Layer two: Can I see what the AI is doing right now? This is the active transparency layer. When Claude is helping me write an email, is it also quietly trying to make me more dependent on AI? When an agent is accessing my files, can I see what it is reading and why? When a model is trained on my data, can I find out? The difference between "we are helping you" and "we are hooking you" is often just the transparency of the intent.
Layer three: Can I control what happens next? This is the agency layer. Not just "I can see it" but "I can change it." Can I opt out of the feature that is trying to expand my AI usage? Can I delete the logs? Can I choose a less capable model that does not read my entire filesystem? Transparency without control is a window into a room you cannot leave.
The product teams that will win
Right now, most AI products treat transparency as a compliance checkbox. "We disclosed it in our terms of service" is not transparency. It is legal protection. Real transparency is visible, understandable, and actionable.
The product teams that will build lasting trust are the ones designing for all three layers.
- Visible provenance. Not a tiny link in a footer. A clear indicator on the content itself that says: this was made with AI, here is what that means, and here is what you can do about it. Google's ad labels are a start. Every product that surfaces AI-generated content should be asking the same question: does the person seeing this know what they are looking at?

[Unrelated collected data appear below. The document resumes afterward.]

PR #1103, opened 2019-03-28
fix: Allow flux unit tests to pass on refactor/private-spec

### LINKED ISSUE #1099: Update compilers used for testing to use new interface
#1095 addresses implementations of `Compiler` in production code, but there are others that we use for testing:
- the `ReplaceSpec` compiler.  It should be updated so tests that use it can run.  Since the compiler now does planning, maybe the planner can add a rule to transform the generated plan (to swap `influxdb.from` nodes to `csv.from` or whatever is needed)
- there is at least one mock compiler.

Related to this issue to update the compiler interface: https://github.com/influxdata/flux/issues/1086

And this is the parent issue for this work: https://github.com/influxdata/flux/issues/1085

wolffcm:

- Explicit intent. When a feature is designed to expand usage, say so. Anthropic could have launched the same feature with a message like: "We think AI can help more people, so we are making it easier to try. Here is what it does, here is what it does not do, and here is how to turn it off." Instead, the framing was about convenience. The intent was about adoption. When those two things diverge and you do not acknowledge it, trust erodes.
- User control over data and behaviour. Transparency without control is surveillance with a nicer font. If I can see that your model was trained on my data, but I cannot remove my data or opt out, the transparency is a taunt, not a feature. If I can see that your feature is trying to make me use more AI, but I cannot adjust the level of suggestion, the disclosure is a disclaimer, not a choice.
My take
The AI industry is about to discover what every industry before it already knows: transparency is not what you are forced to show. It is what you choose to show when nobody is making you.
Google chose to label AI-generated ads before any regulator forced it to. That is a product decision, and it is the right one. OpenAI deleted logs during a copyright case. That is also a product decision, and it is the wrong one. Anthropic launched a feature to expand AI adoption and framed it as helpfulness. That is a product decision, and the jury is still out on whether it will cost them the trust they have spent years building.
The companies that win in AI are not going to be the ones with the best models. Models are being commoditised faster than anyone predicted. They are going to be the ones where the user can see what is happening, understand why, and change it if they want to.
Transparency is not a moat yet. But it is about to become one. The question for every product team is simple: are you building the moat, or are you hoping nobody notices you do not have one?